Pratima Sinha^*, Howard H. Chi^*, Hong R. Kim^*, Björn E. Clausen, Brian Pederson, Eli E. Sercarz^,, Irmgard Forster^¶ and Kamal D. Moudgil^2,*

^* Department of Microbiology and Immunology, University of Maryland School of Medicine, Baltimore, MD 21201; Department of Cell Biology and Histology, Academic Medical Center, University of Amsterdam, Amsterdam, The Netherlands; La Jolla Institute for Allergy and Immunology, San Diego, CA 92121; Torrey Pines Institute for Molecular Studies, San Diego, CA 92121; and ^¶ Institute for Medical Microbiology, Immunology, and Hygiene, Technical University of Munich, Munich, Germany

We have studied T cell tolerance to defined determinants within ML-M using wild-type (WT; ML-M^+/+) and LysMcre (ML-M^–/–) C3H (H-2^k) mice to determine the relative contribution of ML-M-derived epitopes vs those from other self Ags in selection of the ML-M-specific T cell repertoire.
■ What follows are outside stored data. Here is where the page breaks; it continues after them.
PR #2792, opened 2026-07-10
feat(ai-visibility): server-side sort for brand list endpoints

jjenscodee:
## Summary

Adds server-side sort (`sortBy` / `sortDirection`) to the four AI Visibility **brand list** endpoints, so the UI can page + sort datasets larger than 100 rows against the full dataset instead of client-sorting a fixed 100-row batch. Part of **LLMO-6104**.

| Endpoint | Sort keys |
|---|---|
| `/brands/cited-pages` | `URL`, `PROMPTS_COUNT` (default) |
| `/brands/cited-sources` | `DOMAIN`, `MENTIONS`, `SOURCES_COUNT`, `PROMPTS_COUNT` (default), `ORGANIC_TRAFFIC` |
| `/brands/source-opportunities` | same `DOMAINS_REQUEST_ORDER_BY` set (default `ORGANIC_TRAFFIC`) |
| `/brands/top-brands` | `NAME`, `MENTIONS` (default) — in-handler JS sort |

## Details

- New `resolveGrpcSortOrder(sp, enum, defaultBy)` helper maps the query params onto the gRPC request `order` (`{ by, direction }`). Unknown/`UNSPECIFIED` values fall back to each endpoint's default; direction defaults to `DESC` (matching the order the UI previously displayed via its now-removed client sort).
- **Top Brands** parametrizes its in-handler comparator. It also now fetches the full set (1000 cap) whenever the requested order differs from the gRPC client's native mentions-desc order, so `NAME`/ascending pagination slices the whole dataset rather than a truncated `offset+limit+1` window (which would return wrong rows on page ≥2).
- OpenAPI: `sortBy`/`sortDirection` added to all four paths; `docs` rebuilt.

## Testing

- `npm run lint` clean; `test/support/ai-visibility/handlers/brands.test.js` — **135 passing** (added coverage for enum mapping, default order, unknown-value fallback, NAME/ascending order, and the full-vs-truncated fetch window).
- `npm run docs:lint` / `docs:build` pass.

## Related issues
https://jira.corp.adobe.com/browse/LLMO-6104

### DIFF
--- a/docs/openapi/ai-visibility-api.yaml
+++ b/docs/openapi/ai-visibility-api.yaml
@@ -446,6 +446,54 @@ x-ai-vis-fts-source-domains-sort-by: &ftsSourceDomainsSortByParam
     enum: [DOMAIN, SOURCES_COUNT, MENTIONS, ORGANIC_TRAFFIC]
     default: MENTIONS
 
+x-ai-vis-brands-cited-pages-sort-by: &brandsCitedPagesSortByParam
+  name: sortBy
+  in: query
+  required: false
+  description: |
+    `SOURCES_REQUEST_ORDER_BY` for Semrush v2 `SourcesRequest.order.by`.
+    Default when omitted: `PROMPTS_COUNT`. Unknown values fall back to the default.
+  schema:
+    type: string
+    enum: [URL, PROMPTS_COUNT]
+    default: PROMPTS_COUNT
+
+x-ai-vis-brands-top-brands-sort-by: &brandsTopBrandsSortByParam
+  name: sortBy
+  in: query
+  required: false
+  description: |
+    Sort key for the top-brands list (sorted in-process, not via gRPC order).
+    Default when omitted: `MENTIONS`. Unknown values fall back to the default.
+  schema:
+    type: string
+    enum: [NAME, MENTIONS]
+    default: MENTIONS
+
+x-ai-vis-brands-cited-sources-sort-by: &brandsCitedSourcesSortByParam
+  name: sortBy
+  in: query
+  required: false
+  description: |
+    `DOMAINS_REQUEST_ORDER_BY` for Semrush v2 `DomainsRequest.order.by`.
+    Default when omitted: `PROMPTS_COUNT`. Unknown values fall back to the default.
+  schema:
+    type: string
+    enum: [DOMAIN, MENTIONS, SOURCES_COUNT, PROMPTS_COUNT, ORGANIC_TRAFFIC]
+    default: PROMPTS_COUNT
+
+x-ai-vis-brands-source-opportunities-sort-by: &brandsSourceOpportunitiesSortByParam
+  name: sortBy
+  in: query
+  required: false
+  description: |
+    `DOMAINS_REQUEST_ORDER_BY` for Semrush v2 gap `GapSourceDomainsRequest.order.by`.
+    Default when omitted: `ORGANIC_TRAFFIC`. Unknown values fall back to the default.
+  schema:
+    type: string
+    enum: [DOMAIN, MENTIONS, SOURCES_COUNT, PROMPTS_COUNT, ORGANIC_TRAFFIC]
+    default: ORGANIC_TRAFFIC
+
 x-ai-vis-prompt-hash: &promptHashParam
   name: promptHash
   in: query
@@ -587,6 +635,8 @@ ai-visibility-brands-cited-pages:
       - *engineParam
       - *limitParam
       - *offsetParam
+      - *brandsCitedPagesSortByParam
+      - *sortDirectionParam
       - *monthParam
     responses:
       '200':
@@ -640,6 +690,8 @@ ai-visibility-brands-top-brands:
       - *engineParam
       - *limitParam
       - *offsetParam
+      - *brandsTopBrandsSortByParam
+      - *sortDirectionParam
     responses:
       '200':
         description: Top brands retrieved successfully
@@ -666,6 +718,8 @@ ai-visibility-brands-cited-sources:
       - *engineParam
       - *limitParam
       - *offsetParam
+      - *brandsCitedSourcesSortByParam
+      - *sortDirectionParam
     responses:
       '200':
         description: Brand cited sources retrieved successfully
@@ -693,6 +747,8 @@ ai-visibility-brands-source-opportunities:
       - *engineParam
       - *limitParam
       - *offsetParam
+      - *brandsSourceOpportunitiesSortByParam
+      - *sortDirectionParam
     responses:
       '200':
         description: Brand source opportunities retrieved successfully
--- a/src/support/ai-visibility/handlers/brands.js
+++ b/src/support/ai-visibility/handlers/brands.js
@@ -15,6 +15,7 @@
 import { ConnectError, Code } from '@connectrpc/connect';
 import { BRAND_TOPICS_ORDER_BY_ENUM } from '@quazar/ai-seo-ts/v2/topic/enums_pb.js';
 import { PROMPTS_REQUEST_ORDER_BY_ENUM } from '@quazar/ai-seo-ts/v2/prompt/enums_pb.js';
+import { ORDER_DIRECTION_ENUM } from '@quazar/ai-seo-ts/common/types_pb.js';
 import {
   SOURCES_REQUEST_ORDER_BY_ENUM,
   DOMAINS_REQUEST_ORDER_BY_ENUM,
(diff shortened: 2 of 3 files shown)


MysticatBot (approved):
Hey @jjenscodee,

**Verdict: Approve** - well-scoped sort feature with clean implementation, thorough tests, and proper OpenAPI-first workflow.
_Changes: Adds server-side sort (sortBy/sortDirection) to the four AI Visibility brand list endpoints via a shared gRPC sort helper and a parametrized in-handler comparator for top-brands (4 files)._

<details>

- nit: Case-sensitivity inconsistency - `resolveGrpcSortOrder` is case-sensitive for `sortBy` (no `toUpperCase()`), but `handleBrandTopBrands` normalizes to uppercase before comparing. A client sending `sortBy=url` silently gets default sort on cited-pages but `sortBy=name` works on top-brands. Consider adding `.toUpperCase()` to `resolveGrpcSortOrder`'s `byKey` for consistency. - `src/support/ai-visibility/handlers/brands.js:~449`
- nit: Behavioral divergence from existing `resolveFtsSort` in topics.js, which returns 400 for unrecognized sort values. This PR's `resolveGrpcSortOrder` silently falls back to defaults. The OpenAPI spec documents this explicitly ("Unknown values fall back to the default"), so it is a deliberate choice - but worth a code comment acknowledging the divergence so future maintainers don't accidentally "fix" it. - `src/support/ai-visibility/handlers/brands.js:~448`
- suggestion: Add a test for invalid `sortDirection` falling back to DESC (e.g. `sortDirection=BOGUS`). The unknown-`sortBy` fallback is tested but the direction fallback path is not, creating an asymmetric gap. - `test/support/ai-visibility/handlers/brands.test.js:~660`
- suggestion: Add a test for `sortBy=NAME` without explicit `sortDirection` (should produce Z-A descending order). The `topBrandsSortAsc ? c : -c` false branch for NAME sort is currently untested. - `test/support/ai-visibility/handlers/brands.test.js:~1070`
- nit: `localeCompare` without a fixed locale in the top-brands comparator. In container environments the default locale can vary. Consider `a.name.localeCompare(b.name, 'en')` for deterministic pagination across servers. - `src/support/ai-visibility/handlers/brands.js:~620`

</details>

---

<sub><b>Skill:</b> pr-review | <b>Model:</b> us.anthropic.claude-opus-4-6-v1[1m] | <b>Duration:</b> 4m 0s | <b>Cost:</b> $4.32 | <b>Commit:</b> <code>3ea72f298b46545e5933ec57383be517ce268543</code><br>If this code review was useful, please react with 👍. Otherwise, react with 👎.</sub>

MysticatBot (approved):
Hey @jjenscodee,

**Verdict: Approve** - all prior nits addressed cleanly, no new concerns.
_Changes: Adds server-side sort (sortBy/sortDirection) to the four AI Visibility brand list endpoints via a shared gRPC sort helper and a parametrized in-handler comparator for top-brands (4 files)._

- Case-insensitive sortBy matching: `.toUpperCase()` added to `resolveGrpcSortOrder`
- Behavioral divergence comment: added explaining the difference from `resolveFtsSort` (deliberate lenient fallback vs 400)
- Test for invalid sortDirection fallback to DESC: added
- Test for sortBy=NAME without explicit sortDirection (Z-A descending): added
- Deterministic locale for `localeCompare`: `'en'` added to both comparator calls

---

<sub><b>Skill:</b> pr-review | <b>Model:</b> us.anthropic.claude-opus-4-6-v1[1m] | <b>Duration:</b> 6m 11s | <b>Cost:</b> $1.43 | <b>Commit:</b> <code>a9b17c59b6e4b71e685ff6863e47444e8d1b902a</code><br>If this code review was useful, please react with 👍. Otherwise, react with 👎.</sub>

jjenscodee:
Pushed `b8035f3`: **stable top-brands `total` across pages.**

`handleBrandTopBrands` had a page-dependent fetch window (`fetchN = 1000` at offset 0, but `offset+limit+1` on later pages in native mentions-desc order). Since top-brands has no dedicated count call on the brand gRPC client, `total = dataFull.length` inherited that window — so the total shrank as the UI paged forward and the pager's page-count jumped. Now always fetches the full set (1000 cap) so `total` is identical on every page. Slicing and the other three brand endpoints (which already have stable totals via a dedicated totals request) are unchanged.

Known limitation: with no count RPC, top-brands stays capped at 1000 (silent hard cap for now). Pairs with adobe/project-elmo-ui#2391.

<sub>🤖 Generated with [Claude Code](https://claude.com/claude-code)</sub>

JayKid:
**Multi-persona review (Architect, DBA, Security, Tester) — Approve with reservations.**
No blocker in the code; the security posture is clean and the `total`-stability fix (`b8035f3`) is a real bugfix. Two items worth resolving before merge:

**1. [Major] cited-sources & source-opportunities accept undocumented enum members.**
`resolveGrpcSortOrder` matches `sortBy` against the full `DOMAINS_REQUEST_ORDER_BY_ENUM` (9 members), but the OpenAPI documents only values 1–5. `sortBy=MENTIONS_COUNT_BY_BRAND` / `MENTIONED_COMPETITORS` / `TOTAL_COMPETITOR_MENTIONS` (6–8) pass the `>0` guard and go to the backend instead of falling back to default — breaking the documented "Unknown values fall back to the default" guarantee. (cited-pages is fine; its enum == the documented set.) Suggest an explicit per-endpoint allow-list, like `resolveFtsSort`'s `sortByMap` in `topics.js`. This also closes the latent drift risk when `ai-seo-ts` is regenerated.

**2. [Major / verify] Ordering now depends on the backend honoring `order.direction`.**
The proto field is real, but the UI's client sort was removed, so if the backend ignores `direction`, `sortDirection=ASC` silently returns DESC with no error. Please confirm via an integration test or the Semrush team, and confirm the pre-PR default (unset `direction`) was already DESC (otherwise direct-API consumers' order flips).

**Minor / follow-ups:** de-dup the inline sort-param parsing in `handleBrandTopBrands` (share with the helper); document the ~1000-row top-brands cap in OpenAPI; consider a debug log on silent fallback. Test gaps: the `UNSPECIFIED`(=0) fallback branch, `total`-stability across offsets with a non-empty dataset (current tests only assert `limit===1000` on empty data), and whitespace trimming.

_Prior MysticatBot nits (case-insensitivity, divergence comment, direction/NAME tests, locale) all verified resolved — not re-flagged._

<sub>🤖 Multi-persona PR review via Claude Code</sub>

jjenscodee:
Thanks for the thorough multi-persona pass @JayKid — both Major items addressed in `2acfe32`.

**1. Undocumented enum members (cited-sources / source-opportunities).** Confirmed: `DOMAINS_REQUEST_ORDER_BY_ENUM` carries members 6–8 (`MENTIONS_COUNT_BY_BRAND`, `MENTIONED_COMPETITORS`, `TOTAL_COMPETITOR_MENTIONS`) that these endpoints don't document, and the `> 0` guard let them through. `resolveGrpcSortOrder` now takes an explicit per-endpoint allow-list (`CITED_PAGES_SORT_KEYS`, `DOMAINS_SORT_KEYS`), so any `sortBy` outside the documented set falls back to the default — honoring the "unknown values fall back to the default" contract and closing the ai-seo-ts regeneration drift risk. Kept it lenient (no 400), matching the OpenAPI. No spec change needed — the docs already listed only the 5 documented keys, so this brings the impl into conformance. Added fallback coverage for both endpoints.

**2. Direction dependency.** Confirmed the real risk from the diff: pre-PR passed `order: { by }` with **no** `direction`, and the PR was forcing `DESC`. Rather than depend on the backend's unset-direction default (which I couldn't verify — the gRPC `ai-seo` service isn't in any local repo), we now only attach `order.direction` when the caller actually sends `sortDirection`. Omitted → no `direction` field → backend keeps its own default ordering, i.e. byte-for-byte the pre-sort wire behavior, so no direct-API consumer can be silently flipped. Provided-but-invalid still falls back to `DESC`. Verified against the UI PR (project-elmo-ui#2391) that all four brand tabs always send `sortDirection`, so the UI never relies on an implicit default.

One doc nuance: the shared `sortDirection` param still reads "Default when omitted: DESC" — under this approach that's now the backend's default rather than one we force. Left the shared anchor untouched (other endpoints reference it); happy to scope a brand-specific param if you'd prefer it read "backend default applies."

Minor/follow-up items (dedup top-brands inline parsing, document the ~1000-row cap, fallback debug log) noted — can fold into this PR or a follow-up, your call.

JayKid (approved):
**Approving.** Verified `2acfe32` against both Major items from the multi-persona review — code and tests both check out.

**1. Undocumented enum members — fixed.** `resolveGrpcSortOrder` now gates on an explicit per-endpoint allow-list (`CITED_PAGES_SORT_KEYS`, `DOMAINS_SORT_KEYS`) before the enum lookup, matching the OpenAPI sets exactly. `DOMAINS` members 6–8 (`MENTIONS_COUNT_BY_BRAND` / `MENTIONED_COMPETITORS` / `TOTAL_COMPETITOR_MENTIONS`) now fall back to default instead of reaching the backend, and the two new fallback tests cover exactly those members. Also closes the ai-seo-ts regeneration drift risk.

**2. Direction dependency — resolved the right way.** Only attaching `order.direction` when `sortDirection` is supplied makes the wire byte-for-byte identical to pre-PR for callers that don't opt in, so no existing direct-API consumer can be silently flipped — cleaner than forcing a default. The tests dropping the `direction: DESC` assertion on the no-param path confirm it.

One residual, non-blocking: whether the backend actually honors `direction=ASC` can't be proven from the diff (the gRPC `ai-seo` service isn't in-repo). The UI always sends `sortDirection`, so ascending sort still rides on that backend behavior — worth one live smoke test before leaning on it, but it no longer endangers non-opting callers.

Minor follow-ups (dedup top-brands inline parsing, document the ~1000-row cap in OpenAPI, fallback debug log) are fine to fold in here or as a follow-up — your call.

ML-M was totally nonimmunogenic in WT mice, but was rendered immunogenic in LysMcre mice. Most of the response to ML-M in LysMcre mice was directed to the immunodominant determinant region 105–119. This determinant is spontaneously displayed (without adding exogenous ML-M) by macrophages of WT, but not LysMcre, mice and is stimulatory for peptide 105–119 (p105–119)-primed T cells. Moreover, neonatal tolerization of LysMcre mice with p105–119 or ML-M abrogated the T cell response to subsequent challenge with ML-M or p105–119. Furthermore, p95–109 and p110–125 of ML-M were immunogenic in LysMcre mice, but not in WT mice, thereby representing subdominant, tolerance-inducing epitopes of ML-M. As expected, the T cell repertoire to cryptic ML determinants in WT mice was also intact in LysMcre mice. Furthermore, the pattern of response to the related homologue of ML-M, hen eggwhite lysozyme, was similar in these two groups of mice. Thus, several codominant T cell determinants within ML-M contribute significantly to tolerance induction, and the anti-cryptic T cell repertoire to ML-M was positively selected on non-ML-M self ligands. These results reveal that the induction of self tolerance to a multideterminant protein follows the quantitative hierarchy of self-determinant expression and are of relevance in understanding the pathogenesis of autoimmunity.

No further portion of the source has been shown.